Davalı vekili mahkememize sunduğu cevap dilekçesinde; kanunda tespit davası konusu olabilecek durumların tahdidi olarak sayıldığını, davacının talebinin bunlardan hiçbirine uygun olmadığını, davacının eda davasının konusu olabilecek hususların konusunun tespit davası olarak açtığını, davanın belirsiz alacak davası olarak açılamayacağını, katma değer vergisi kanunundan hangi hallerde kdv uygulanacağının belirlendiğini, davamıza konu olayda mal ve hizmet teslim değil sözleşmenin feshi kapsamında yapılan ödemelerin söz konusu olduğunu, davaya konu faturaların içeriğinin fesih olunun kat karşılığı inşaat sözleşmesi gereğince davalı müvekkili şirketin yaptığı gider, masraf harcama ve maliyetler ile bu sözleşmenin feshinden dolayı davacının ödemeyi kabul ettiği cayma tazminatı ilişkin olduğunu, müvekkilinin yapmış olduğu tahsilatın bir mal ya da hizmet ifası karşılığı olmayıp sözleşmenin feshinden dolayı tazmin hükümlerinin düzenlendiği fesih sözleşmesinden kaynaklandığını, bu işlemlerin fatura düzenleme mecburiyeti olmayan buna mukabil fatura düzenlenmesinde sakınca doğurmayan işlemlerden olduğunu, kdv’ye tabi olmadığını, davanın öncelikle usulden kabul edilmemesi halinde esastan reddine karar verilmesini talep etmiştir.
Davalı tarafça davacının tespit davasının yasaya uygun olmadığı ve tespit davası olarak ileri sürülemeyeceği savunulmuş ise de, HMK 106/1 maddesinde ortaya konulduğu üzere bir hakkın veya hukuki ilişkinin varlığının ya da yokluğunun tespit davası yoluyla ileri sürülebileceği, davacının iş bu tespit davasında taraflar arasındaki fesih sözleşmesi gereğince davalının kesmesi gereken fatura bedelinin tespitinin talep edildiği dolayısıyla bu konunun bir hakkın varlığı ya da yokluğu anlamında talep edilebileceği kanaatine varılmış, davalı vekilinin bu yöndeki savunması yerinde görülmemiştir.

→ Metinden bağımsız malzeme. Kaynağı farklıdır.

Issue #2141, opened 2024-09-05
Latest version of Chrome debugger causing redux to run slowly in test harness


tomlyn:
Ref: #3869

PR #2142, opened 2024-09-05
#2141 Latest version of Chrome debugger causing redux to run slowly i…

tomlyn:
…n test harness

Fixes: #2141 

 
           in the file; or

           it.

### DIFF
--- a/canvas_modules/common-canvas/src/object-model/redux/canvas-store.js
+++ b/canvas_modules/common-canvas/src/object-model/redux/canvas-store.js
@@ -80,12 +80,14 @@ export default class CanavasStore {
 			toppanel: { }
 		};
 
-		if (typeof window !== "undefined") {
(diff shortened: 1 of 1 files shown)


caritaou (approved):

matthoward366 (commented):
Should this be changed in common-properties as well?

tomlyn:
@matthoward366 
I don't know if is affects common-properties or not. It just started happening for me when I updated to the latest Chrome and ran Common Canvas with the debugger open. I get the message below in the console (which I think were were getting before) and thereafter all interactions run slowly.  The peculiar thing is it happens when I open the test harness right-flyout for the first time. So that is before I have done anything substantial in Common Canvas such as open a sample app or select a test flow or palette to display, etc. So at that point there shouldn't be any objects that are very big in Redux. 

image

I was hoping it would go away with a future update of Chrome which is why I left the code there but commented out. To be honest though, even before the problem, I rarely used the Redux debug tools so it's no great loss.

matthoward366:
ok, we can leave it for now unless we see issues.

Issue #2149, opened 2024-09-13
Action Button width Issue for Custom Editor Size


srikant-ch5:
Ref: 3860

PR #2150, opened 2024-09-13
#2149 Action Button width Issue for Custom Editor Size

srikant-ch5:
Fixes: #2149
 
           in the file; or

           it.

### DIFF
--- a/canvas_modules/common-canvas/src/common-properties/properties-main/properties-main.jsx
+++ b/canvas_modules/common-canvas/src/common-properties/properties-main/properties-main.jsx
@@ -570,13 +570,16 @@ class PropertiesMain extends React.Component {
 					{editorForm}
 				</PropertiesModal>);
 			}
+
+			// If Custom width is set
+			const customWidth = this.propertiesController.getForm().pixelWidth;
 			const className = classNames("properties-wrapper",
 				{
 					"properties-right-flyout": this.props.propertiesConfig.rightFlyout,
 					"properties-light-enabled": this.props.light,
 					"properties-light-disabled": !this.props.light
 				},
-				`properties-${this.state.editorSize}`);
+				customWidth ? "properties-custom-width" : `properties-${this.state.editorSize}`);
 			const overrideSize = this._getOverrideSize();
 			let overrideStyle = null;
 			if (overrideSize !== null) {


canvas_modules/common-canvas/src/common-properties/properties-main/properties-main.jsx
```diff
@@ -570,13 +570,22 @@ class PropertiesMain extends React.Component {
 					{editorForm}
 				</PropertiesModal>);
 			}
+
+			// If Custom width is set adjust classname to format action buttons
+			const customWidth = this.propertiesController.getForm().pixelWidth;
```
matthoward366, line 575: @srikant-ch5 is there an example where I can see this working?  Can't you just set the class based on `overrideSize` being set?  

```
			if (overrideSize !== null) {
				overrideStyle = { width: overrideSize + "px" };
			}
```

srikant-ch5: Hi @matthoward366 If I include it under `overrideSize` condition below test conditions are failing.
- When enableResize=true and editor_size=small and pixel_width min and max are set resize button should be rendered
- When enableResize=true and editor_size=small and pixel_width min and max are the same the resize button should not be rendered
- When enableResize=true and editor_size is omitted and pixel_width min and max are the same the resize button should not be rendered
https://github.com/elyra-ai/canvas/actions/runs/10934918203/job/30355802106?pr=2150

srikant-ch5:
@matthoward366 For testing I am setting `pixel_width` and `editor_size` in `action_paramDef.json` and now it behaves like below 


https://github.com/user-attachments/assets/7787e9de-7d9a-4bbd-82e4-60357cf921c1

Previously it was behaving in the following way.


https://github.com/user-attachments/assets/76705383-1844-4d07-830d-f6d414b70765

canvas_modules/common-canvas/src/common-properties/properties-main/properties-main.jsx
matthoward366: Any reason not to update the tests?  In all the above cases the width is going to by the `overrideSize` and not use the className to set the size.

srikant-ch5: I have updated tests and included classname in overrideSize condition.

canvas_modules/common-canvas/src/common-properties/properties-main/properties-main.jsx
```diff
@@ -570,18 +570,25 @@ class PropertiesMain extends React.Component {
 					{editorForm}
 				</PropertiesModal>);
 			}
+
+			let propertiesSizeClassname = `properties-${this.state.editorSize}`;
+
+			const overrideSize = this._getOverrideSize();
+			let overrideStyle = null;
+			if (overrideSize !== null) {
+				if (this.state.editorSize === Size.SMALL) {
```
matthoward366, line 579: Why do we need this check?  Can't we juts always set this for overrideSize?  if there is a specific reason for this check then we should have a comment here.

srikant-ch5: Since the issue was arising due to `properties-small` classname in below code.

https://github.com/elyra-ai/canvas/blob/b8c2388c921398c4e4aecc9596dd45fa078a570b/canvas_modules/common-canvas/src/common-properties/components/title-editor/title-editor.scss#L42

I have set custom classname only when editor size is small.


https://github.com/user-attachments/assets/a2100ffa-3e3a-4189-8be9-d71a31c5f4e1

If I remove that condition classname won't switch.


https://github.com/user-attachments/assets/b3f4eb53-0593-4a42-9304-39705b0fe276

srikant-ch5: Sure. I have updated the code and also tests to include new classname `properties-custom-size`.

PR #3327, opened 2024-09-30
Update manual.md with required python version

IkkiOcean:
The code written in https://github.com/TandoorRecipes/recipes/blob/develop/cookbook/connectors/connector_manager.py makes use of features introduced in Python 3.10, such as the structural pattern matching (match and case) and the union types with the pipe operator ( | ) which are not compatible with Python 3.9. That's why the minimum required python version for the manual installation should be python version 3.10.


vabene1111:
thanks for the update!

PR #3339, opened 2024-10-01
Allow custom ACCOUNT_DEFAULT_HTTP_PROTOCOL

tpansino:
Adds a new setting for customizing the Allauth HTTP protocol used for generating links for things like password reset emails.

[Allauth config docs](https://docs.allauth.org/en/dev/account/configuration.html)


vabene1111:
thanks for the PR. I just looked at some confirmation mesages I have and they always use HTTPS. What kind of setup do you have because from what I understand allauth should automaticall detect the protocol the server is using and use that protocol as well for the links.

tpansino:
First - thanks for the tool, and for teaching me about `allauth`. I was a Django dev for a few years, and I love learning about plugins like that.

I can't remember exactly why I needed this back when I set up Tandoor years ago. My only memory is that it had to do with password reset emails and running Tandoor behind a reverse proxy, but I just tried sending an email without that setting and it seems to be working fine. It's possible I had something else misconfigured that was telling Tandoor to not use HTTPS because of the reverse proxy.

I'll close this as not needed after all. Thanks for prompting me to confirm it no longer seems to be an issue.

vabene1111:
perfect, thanks for your feedback :)

PR #3361, opened 2024-10-12
Fix Paprika Import Images when not downloading from URL.

tlambertz:
Previously, the code only tried to use the cropped image from paprika when downloading was attempted and **actively** failed. But if a user takes an image himself, the url field will be empty, thus downloading won't be attempted and won't fail. 

This resulted in no image being imported at all.

This change makes it so that the download is tried first, but the `photo_data` is always tried if no image exists after, for whatever reason.


vabene1111:
awesome, thank you!

PR #3387, opened 2024-11-02
Make postgres data durable across reboots

MarkSRobinson:
By storing it to a real volume, the pg_data will persist across reboots.

### DIFF
--- a/docs/install/truenas_portainer.md
+++ b/docs/install/truenas_portainer.md
@@ -83,7 +83,7 @@ services:
     restart: always
     image: postgres:16-alpine
     volumes:
-      - ./postgresql:/var/lib/postgresql/data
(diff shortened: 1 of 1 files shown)


vabene1111:
Hi, thanks for the pr. The default setup uses bind mounds which are just as persistent as volumes. Since I prefer the bind mount syntax this is the way the default examples are given.

MarkSRobinson:
Are you sure about that? I setup the tooling as described, but when restarting it would wipe the DB. When using these settings, it would preserve the data.

vabene1111:
I have been running countless containers with the bind mount syntax for years and have never los data, so I am sure. Still your choice is absolutely valid so feel free to go with it.

Issue #2857, opened 2024-01-03
Detect duplicate imports from same URL


syphernl:
### Is your feature request related to a problem? Please describe.

You can re-import the same URL again, which results in a duplicate recipe to be created.

### Describe the solution you'd like

If a duplicate URL is encountered can we show a message "This recipe already exists, what do you want to do?" and give them the option to "Import again" (which essentially duplicates the recipe, useful if there are local changes) or "Update" to overwrite the existing recipe with the one from the given URL.

vabene1111:
I see this being quite useful, thanks for the idea

a simple check upon importing against the source_url field should do the trick along with an additional parameter returned by the importer API endpoint

leoniedonskoj:
Hi! I'm a first time contributor. Could I work on this issue?

smilerz:
> Hi! I'm a first time contributor. Could I work on this issue?

Sure, please propose the high level approach before writing any code.

hiirrxnn:
Hey , I'm new . Can i take up this issue?

leoniedonskoj:
Hi. Sorry for asking, but why was my comment with smilerz's answer deleted?

smilerz:
> Hi. Sorry for asking, but why was my comment with smilerz's answer deleted?

An identical comment was added shortly later - I assumed they were both spam (we get a lot of comment spam requesting to contribute)

leoniedonskoj:
Ah okay, that makes sense. I actually want to work on this issue, it's for a project in my bachelor's degree. I'll just need some time looking into the code and figuring out the high level approach you requested.

smilerz:
> Ah okay, that makes sense. I actually want to work on this issue, it's for a project in my bachelor's degree. I'll just need some time looking into the code and figuring out the high level approach you requested.

Looking forward to it!

ellezhu1:
I see that this is still open, and I'd love to take a look. Where are the relevant files located?

lavanyamehn:
I can continue looking at this issue since I see the previous PR has been closed.

lavanyamehn:
@vabene1111 I just wanted to clarify my approach before submitting a PR for this issue. I am planning on making the following change:

- In the API for importing recipes with URL, I will check if the user already has a recipe with that URL. If yes, then I will allow the user to choose between continuing to import a duplicate version of the recipe and editing the existing recipe. The UI for both importing and editing will be rendered like for any other imported recipe.

Please let me know if I missed anything, thanks!

[...]

PR #3412, opened 2024-11-26
Display a warning message when duplicate recipe is imported

lavanyamehn:
This PR addresses #2857

### DIFF
--- a/cookbook/views/api.py
+++ b/cookbook/views/api.py
@@ -1455,13 +1455,21 @@ class RecipeUrlImportView(APIView):
 
             url = serializer.validated_data.get('url', None)
             data = unquote(serializer.validated_data.get('data', None))
+
+            duplicate = False
+            if url:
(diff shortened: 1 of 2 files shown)


cookbook/views/api.py
```diff
@@ -1455,13 +1455,21 @@ def post(self, request, *args, **kwargs):
 
             url = serializer.validated_data.get('url', None)
             data = unquote(serializer.validated_data.get('data', None))
+
+            duplicate = False
+            if url:
+                # Check for existing recipes with provided url
+                existing_recipe = Recipe.objects.filter(source_url=url).first()
```
ambroisie, line 1462: Could use `exists` instead, to avoid fetching the (unused) object.

vabene1111: is changed/reworked for the new version anyway but yes.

Taraflarca bildirilen deliller, taraflar arasındaki sözleşmeler, ihtarnameler incelenmiş, bilirkişi görüşüne başvurulmuştur.
Bilirkişiler …, …, … ve … 20/11/2019 tarihli raporlarında; davacının ödediği 41.000.000-TL’nin 28.690.904,06-TL’si ile ilgili olarak davalı tarafından fatura düzenlenmesine gerek bulunmadığı, fatura düzenlenecek ise bu tutar bir mal teslimi ve hizmet ifasına dayanmadığından fatura da kdv tutarının yer almasına gerek bulunmadığı, davacının ödediği 41.000.000-TL’nin 12.309.135,94-TL’lik kısmının davalı tarafından açılmış davalardan vazgeçme verilen avansların davacıya yapılan finansman hizmeti inşaat için yapılan ödemelerin geç tahsil etmesiyle ilgili faiz kaydı ve projenin devri şeklindeki hizmet bedeli olduğu, kdv’ye tabi ve tutarın içinde kdv dahil olduğu, iç yüzde ile yapılan hesaplama sonucunda hizmet bedelinin 10.431.471,14-TL, kdv tutarının 1.877.664,80-TL olduğunu, sözleşmenin feshi nedeniyle ödenen 41.000.000-TL’den hesaplanan 1.877.664,80-TL kdv’nin düşülmesiyle kalan 39.122.335,20-TLnin davacının yapılacak olan inşaatının maliyetini oluşturduğu, inşaat bitmediği ve satış yapılamadığı için gider yazılmasının mümkün olmadığını, bu tutar ödemenin aktifleştirilmesi gerektiğini, inşaat bitirilip satış yapıldığında satılan malın maliyetinin hesabında dikkate alınması gerektiğini, bu nedenle ortada kurum geçici, yıllık kurumlar vergisi kaybının olmadığını, dolayısıyla fazla geçici kurumlar vergisi ve yıllık kurumlar vergisi ödemekten kaynaklı zarar oluşmadığını, faturanın sözleşmenin fesih tarihi 11/05/2016 tarihinden itibaren 7 gün içerisinde 18/05/2016 tarihinde düzenlenmesi gerektiğini, faturanın zamanında düzenlenmediğini, geçte olsa düzenlenen faturalarda kdv’nin yer almaması veya eksik tutarda yer alması nedeniyle hesaplanan 1.877.664,80-TL kdv’nin Mayıs 2018 ve izleyen dönemlerde indirim yapamadığı için davacının ödemek zorunda kaldığı bu kdv nedeniyle faiz üzerinden hesaplanan davacı zararının dava tarihine kadar 6.449,38-TL olduğunu, bu tutarın davacının zararı olduğunu ortaya koymuşlardır. Bilirkişi raporuna karşı davalı tarafından itiraz edilmiş, uzman görüşü sunulmuştur. Bilirkişi raporuna davacı vekilince de itiraz edilmiştir.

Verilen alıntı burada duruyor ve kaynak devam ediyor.